#### Aim of the task:
Report, as a bare number, how many lines in the data contain "exist".

#### Material provided:
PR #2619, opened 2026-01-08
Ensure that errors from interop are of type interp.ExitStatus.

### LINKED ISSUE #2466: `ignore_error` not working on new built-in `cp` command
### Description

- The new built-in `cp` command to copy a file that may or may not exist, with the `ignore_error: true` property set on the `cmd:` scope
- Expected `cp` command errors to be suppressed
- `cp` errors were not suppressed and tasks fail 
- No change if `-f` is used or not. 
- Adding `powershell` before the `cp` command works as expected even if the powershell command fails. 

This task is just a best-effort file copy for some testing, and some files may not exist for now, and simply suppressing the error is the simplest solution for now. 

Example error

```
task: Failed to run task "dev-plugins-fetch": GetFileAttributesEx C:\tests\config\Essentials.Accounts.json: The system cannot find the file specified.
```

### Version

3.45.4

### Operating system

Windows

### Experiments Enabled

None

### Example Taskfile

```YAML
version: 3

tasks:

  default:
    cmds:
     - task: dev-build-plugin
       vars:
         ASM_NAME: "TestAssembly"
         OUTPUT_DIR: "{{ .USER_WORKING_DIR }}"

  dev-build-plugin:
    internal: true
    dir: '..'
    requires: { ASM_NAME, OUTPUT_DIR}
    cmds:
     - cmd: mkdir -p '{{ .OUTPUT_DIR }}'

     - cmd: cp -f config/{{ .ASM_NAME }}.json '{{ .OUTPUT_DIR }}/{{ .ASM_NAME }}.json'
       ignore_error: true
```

#### Response area:
2